[Task to carry out] Return all lines in the data where the string "calling" can be found.

Start of Block

PR #2777, opened 2018-07-27
(1.x) STORM-3161 Local mode should force setting min replication count to 1

HeartSaVioR:
When topology.min.replication.count is set to more than 1, nimbus in local mode
never achieve condition for replication, hence stuck on handling blobs.

We should force set it to 1 in local mode to avoid this situation.

Also set storm.home to new temporary directory to avoid using actual log directory.

Patch for master branch: #2776


arunmahadevan:
+1

PR #2779, opened 2018-07-29
STORM-3163: Make ShellBolt logger setup calls occur in-thread to support MDC

mal:
Prior to this the logger set up would occur in a separate thread (the
parent), to the one doing the logging. This meant that MDC values, which
are thread local, could not persist from the set up phase. By doing set
up in the same thread, MDC values are now reliably available during log
calls.

https://issues.apache.org/jira/browse/STORM-3163


mal:
Solved by leveraging `log4j2`'s `isThreadContextMapInheritable` property.

PR #2786, opened 2018-08-01
STORM-3168 prevent AsyncLocalizer cleanup from crashing

agresch:
Just catching and logging any error that may be occurring.


srdo:
Seems reasonable to me, but do we really want to catch the Error subtypes as well?

agresch:
If an error occurred, what should be the expected behavior?  Shutdown?

srdo:
Yes, we probably don't want to keep running if we hit an Error.

agresch:
@srdo - updated to shutdown on errors.  Filed https://issues.apache.org/jira/browse/STORM-3174 to standardize exit codes.  I'm not clear on why we're selecting the values we are.

srdo:
Thanks. +1

PR #2787, opened 2018-08-01
STORM-3169: Correctly convert configured minutes to milliseconds

zd-project:
See https://issues.apache.org/jira/browse/STORM-3169 for details

### DIFF
--- a/storm-webapp/src/main/java/org/apache/storm/daemon/logviewer/utils/LogCleaner.java
+++ b/storm-webapp/src/main/java/org/apache/storm/daemon/logviewer/utils/LogCleaner.java
@@ -44,6 +44,7 @@ import java.util.Map;
 import java.util.Set;
 import java.util.SortedSet;
 import java.util.TreeSet;
+import java.util.concurrent.TimeUnit;
 import java.util.function.BinaryOperator;
 import java.util.stream.StreamSupport;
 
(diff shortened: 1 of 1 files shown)


zd-project:
Seems this PR is passing on my repo but failed here. There may be some unrelated bugs out there.

storm-webapp/src/test/java/org/apache/storm/daemon/logviewer/utils/LogCleanerTest.java
```diff
@@ -87,8 +88,9 @@ public void testMkFileFilterForLogCleanup() throws IOException {
 
         final long nowMillis = Time.currentTimeMillis();
         final long cutoffMillis = logCleaner.cleanupCutoffAgeMillis(nowMillis);
-        final long oldMtimeMillis = cutoffMillis - 500;
-        final long newMtimeMillis = cutoffMillis + 500;
+        final long interval = TimeUnit.MINUTES.toMillis(500);
```
srdo: I don't think this change is necessary. The test is mocking some files for right before and right after the cutoff. Why do we need to make it 500 minutes before/after the cutoff instead of 500 milliseconds?

srdo: Not sure I follow. The cutoffMillis is calculated based on the 60 minutes, so would be `now - 60 minutes`. It should be the same cutoffMillis used by the log cleaner. 500 milliseconds before the cutoff is before the cutoff, right?

srdo: Just to try to be a little more clear, the test needs a timestamp before the cutoff, and a timestamp after the cutoff. The cutoff is `now - 60 minutes`. `now - 60 minutes - 500 ms` is before the cutoff. I don't understand why it instead needs to be `now - 60 minutes - 500 minutes`?

zd-project: Ah I missed that. My bad. You're right.

srdo:
+1, thanks for the quick fix. Please squash and we can merge.

zd-project:
Squashed.

PR #2788, opened 2018-08-01
STORM-3170: Fixed bug to eliminate invalid file deletion

zd-project:
https://issues.apache.org/jira/browse/STORM-3170

### DIFF
--- a/storm-webapp/src/main/java/org/apache/storm/daemon/logviewer/utils/DirectoryCleaner.java
+++ b/storm-webapp/src/main/java/org/apache/storm/daemon/logviewer/utils/DirectoryCleaner.java
@@ -24,13 +24,14 @@ import java.nio.file.DirectoryStream;
 import java.nio.file.Files;
 import java.nio.file.Path;
 import java.util.ArrayList;
-import java.util.Comparator;
+import java.util.HashSet;
 import java.util.List;
 import java.util.PriorityQueue;
 import java.util.Set;
 import java.util.Stack;
 import java.util.regex.Pattern;
 
+import org.apache.storm.utils.Utils;
 import org.slf4j.Logger;
 import org.slf4j.LoggerFactory;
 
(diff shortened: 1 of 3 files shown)


zd-project:
This will affect #2754

storm-webapp/src/test/java/org/apache/storm/daemon/logviewer/testsupport/MockRemovableFileBuilder.java
```diff
@@ -0,0 +1,29 @@
...
+
+import org.mockito.Mockito;
+
+import java.io.File;
+
+public class MockRemovableFileBuilder extends MockFileBuilder {
+    @Override
+    public File build() {
+        File mockFile = super.build();
+        Mockito.when(mockFile.delete()).thenReturn(true);
```
srdo: This stubbing is a little weird. It'll make the files pretend to be deleteable, but once you delete the file it'll still say it exists, and calling delete again will still return true.

Is the reason we're mocking File rather than creating temporary files for performance reasons?

zd-project: I'm simply leveraging what's already out there. Maybe it's easier to control the behavior of a file in this way? I'll look into the implementation to see if I can alter behavior after calling `#delete`

storm-webapp/src/main/java/org/apache/storm/daemon/logviewer/utils/DirectoryCleaner.java
```diff
@@ -133,10 +123,15 @@ public int compare(File f1, File f2) {
...
                 File file = stack.pop();
-                toDeleteSize -= file.length();
-                LOG.info("Delete file: {}, size: {}, lastModified: {}", file.getCanonicalPath(), file.length(), file.lastModified());
-                file.delete();
-                deletedFiles++;
+                final String canonicalPath = file.getCanonicalPath();
+                final long fileSize = file.length();
+                final long lastModified = file.lastModified();
+                //Original implementation doesn't actually check if delete succeeded or not.
+                if (file.delete()) {
```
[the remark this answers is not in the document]
zd-project: I'm wondering if we should use forcedelete here directly?

storm-webapp/src/test/java/org/apache/storm/daemon/logviewer/testsupport/MockRemovableFileBuilder.java
revans2: @zd-project you can control it more fully, but it gets a little more complicated.  Not a big deal but if it is causing problems it can be done.

srdo:
+1, thanks for fixing the issue with nondeleteable files. The solution looks good. Please squash and we can merge.

storm-webapp/src/test/java/org/apache/storm/daemon/logviewer/testsupport/MockRemovableFileBuilder.java
zd-project: Should I still concern about this issue then? @revans2 @srdo

srdo: No, it's just me nitpicking. We can always replace it if it becomes an issue to use in tests.

zd-project: Okay I'll just file a minor jira then

revans2:
Still +1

End of Block

[Finished exercise]
srdo: This stubbing is a little weird. It'll make the files pretend to be deleteable, but once you delete the file it'll still say it exists, and calling delete again will still return true.
zd-project: I'm simply leveraging what's already out there. Maybe it's easier to control the behavior of a file in this way? I'll look into the implementation to see if I can alter behavior after calling `#delete`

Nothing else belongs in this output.